On the rocks: nutrient uptake from the planetary crust
- Event time: 1:00pm
- Event date: 30th September 2013
- Speaker: Casey Bryce (Formerly School of Physics & Astronomy, University of Edinburgh)
- Location: Room 2511, James Clerk Maxwell Building (JCMB) James Clerk Maxwell Building Peter Guthrie Tait Road Edinburgh EH9 3FD GB
Multicellular plants and animals which characterise the modern biosphere are but a recent addition to the diversity of life on the Earth. For approximately 3 billion years of Earth’s history, the land masses were colonised exclusively by microorganisms. For these early colonisers, the rocks which comprise the planet’s crust were an essential source of nutrients without which the Earth’s surface would have been uninhabitable. I have used a technique known as proteomics to investigate the cellular mechanisms involved in nutrient uptake from volcanic rock.

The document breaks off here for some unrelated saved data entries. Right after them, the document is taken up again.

PR #93, opened 2023-04-10
Create Tooltip spec

stephenjwatkins:


documentation/specs/Tooltip.md
```diff
@@ -0,0 +1,248 @@
...
+- Custom placement
+- Ability to disable independent of its trigger
+- Custom trigger mode (hover and focus, or just focus)
+- Ability to be controlled or uncontrolled
+
+### Risks and Challenges
+
+- Ensuring tooltips don't get cut off within hidden containers
+- Keeping the API elegantly simple while needing to be aware of inner element `ref`s and needing to pass `prop`s to inner components
+- Will need to ensure that Easy UI components are forwarding refs in order to handle ref attachment
```
stephenjwatkins, line 22: this will require forwarding refs in our `*Button` components

documentation/specs/Tooltip.md
```diff
@@ -0,0 +1,248 @@
...
+  onOpenChange?: (isOpen: boolean) => void;
+
+  /**
+   * The placement of the element with respect to its anchor element.
+   * @default 'top'
+   */
+  placement?: Placement;
+
+  /** By default, opens for both focus and hover. Can be made to open only for focus. */
+  trigger?: "focus";
```
OskiTheCoder, line 70: **question** is this intended to be optional? if so, would it be worth typing?

documentation/specs/Tooltip.md
```diff
@@ -0,0 +1,248 @@
...
+};
+```
+
+### Anatomy
```
OskiTheCoder, line 74: really like the inclusion of anatomy for this component

documentation/specs/Tooltip.md
```diff
@@ -0,0 +1,248 @@
...
+### API
+
+React Aria exposes a lot of functionality for placement and behavior, but the API for Easy UI's `Tooltip` component will be intentionally limited to reduce inconsistency across the UIs. Instead, the component will hold the specific React Aria configuration optimal for EasyPost. We can expose functionality on a per-needed basis as it arises in the future.
+
+```ts
+// prettier-ignore
+type Placement = 'bottom' | 'bottom left' | 'bottom right' | 'bottom start' | 'bottom end' |
+    'top' | 'top left' | 'top right' | 'top start' | 'top end' |
+    'left' | 'left top' | 'left bottom' | 'start' | 'start top' | 'start bottom' |
+    'right' | 'right top' | 'right bottom' | 'end' | 'end top' | 'end bottom';
```
OskiTheCoder, line 42: **question**:  im trying to visualize these placements, with respect to `bottom` does this diagram align with whats here?

Screen Shot 2023-04-13 at 1 08 58 PM

OskiTheCoder (approved):
just one additional question, but its non blocking, great work!

documentation/specs/Tooltip.md
stephenjwatkins: good question. again it is a copy from the same type that's used on Aria's side: https://github.com/adobe/react-spectrum/blob/main/packages/%40react-types/overlays/src/index.d.ts#L16

`bottom` by itself is center like you drew. the difference between `start`, `end`, `left`, and `right` are which values respect the user's language direction. as an example, if you want it to be anchored to the "start" of an element dependent on LTR or RTL support, you'd use `start`; whereas if you wanted it to always be on the "left", you'd use `left`

PR #103, opened 2023-04-12
Create Menu spec

stephenjwatkins:


documentation/specs/PopupMenu.md
stephenjwatkins, line 1: there were a couple interesting findings from this:

(a) i didn't see the name `PopupMenu` in my research for this kind of component. i saw `Menu` and `ActionMenu`, which makes me wonder if we should follow suit and name it one of those names instead. i don't feel strongly about it so curious if there are any strong leanings either way from anyone else

(b) i noticed that there are different kinds of wiring and accessibility considerations for a Menu of options that gets triggered from a button like in this component's case versus a menu that's linked to an input like a dropdown. as such, most component libraries have different components to represent these two different interactions. React Aria for instance uses a `useComboBox` set of primitives to build a dropdown with linked menu of options and uses `useMenu` for a standard list of menu items. i mention this because in Figma they appear to be treated the same, but in reality they will be wired differently. however care should be put in place to be able to reuse what elements we can across the different wirings

ldewald: +1 for `Menu` or `ActionMenu`

OskiTheCoder: slight preference for `Menu`

documentation/specs/Menu.md
```diff
@@ -0,0 +1,391 @@
...
+        <Menu.Section>
+          <Menu.Item key="edit">Edit</Menu.Item>
+          <Menu.Item key="duplicate">Duplicate</Menu.Item>
+        </Menu.Section>
+        <Menu.Section>
+          <Menu.Item key="copy">Copy</Menu.Item>
+          <Menu.Item key="cut">Cut</Menu.Item>
+          <Menu.Item key="paste">Paste</Menu.Item>
+        </Menu.Section>
+      </Menu.Menu>
```
stephenjwatkins, line 140: i updated the component to `Menu` which i like. however, i'm not sure i love `<Menu.Menu>` to signify the part of the component that holds the items just because it looks a little strange to repeat the word. other options could be `<Menu.Items>` or `<Menu.Overlay>` or something else?

OskiTheCoder: hmm, id be ok with `<Menu.Items>` as it defines the collection/element relationship with `<Menu.Item>` but also understand that its not ideal either.  i know in an earlier comment I said I prefer `Menu` to `ActionMenu` but id also be fine if you changed it up to `ActionMenu` to avoid the repeated word.

stephenjwatkins: checking other libraries, i see these names used for the same component:

`<Menu.List>`, `<Menu.Overlay>`, and `<Menu.Menu>`

any stand out to you / make more sense than the others?

OskiTheCoder: I think I have a slight preference for `<Menu.List>` over the others, but i also dont particularly love it either.

stephenjwatkins:
> everything looks good to me and it fits what we need as far as i can tell. admittedly i think some of the `react-aria` dependencies feel a little heavy, but i think thats almost to be expected for a more intricate component

i agree that it feels like a lot. if you look at the examples you'll see that there is in fact a lot of wiring required unfortunately. i'm glad it offers flexibility but yeah it is a lot. React Aria Components will probably help with this once they're out of beta

PR #108, opened 2023-04-13
Use Sass @use instead of @import

ldewald:


stephenjwatkins (commented):
nice! looks good overall. just one question:

i don't have a super strong opinion about this but i'm wondering if for our "common" helpers in our `.module.scss` files if we should `@use "../styles/common" as *`. i don't think the `c.design-token()`, etc is too bad, but i wonder if it may make sense to directly expose the helpers forwarded in common to make it slightly easier to use 🤔 curious what you / others think?

ldewald:
> nice! looks good overall. just one question:
> 
> i don't have a super strong opinion about this but i'm wondering if for our "common" helpers in our `.module.scss` files if we should `@use "../styles/common" as *`. i don't think the `c.design-token()`, etc is too bad, but i wonder if it may make sense to directly expose the helpers forwarded in common to make it slightly easier to use 🤔 curious what you / others think?

I wondered the same thing and went back and forth myself so updated with this pattern instead

easy-ui-react/src/Button/Button.module.scss
```diff
@@ -1,5 +1,5 @@
-@use "./mixins" as Button;
-@import "../styles/common";
+@use "../styles/common" as *;
```
ldewald, line 1: Swapped the order because it felt better to have it come before the namespaced `@use`

stephenjwatkins: agreed!

stephenjwatkins (approved):
nice!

I will discuss the results of this study with particular emphasis on the apparent requirement for tight regulatory control on both toxic heavy metals and essential nutrients in rocky environments.
This is a weekly series of informal talks given primarily by members of the soft condensed matter and statistical mechanics groups, but is also open to members of other groups and external visitors. The aim of the series is to promote discussion and learning of various topics at a level suitable to the broad background of the group. Everyone is welcome to attend..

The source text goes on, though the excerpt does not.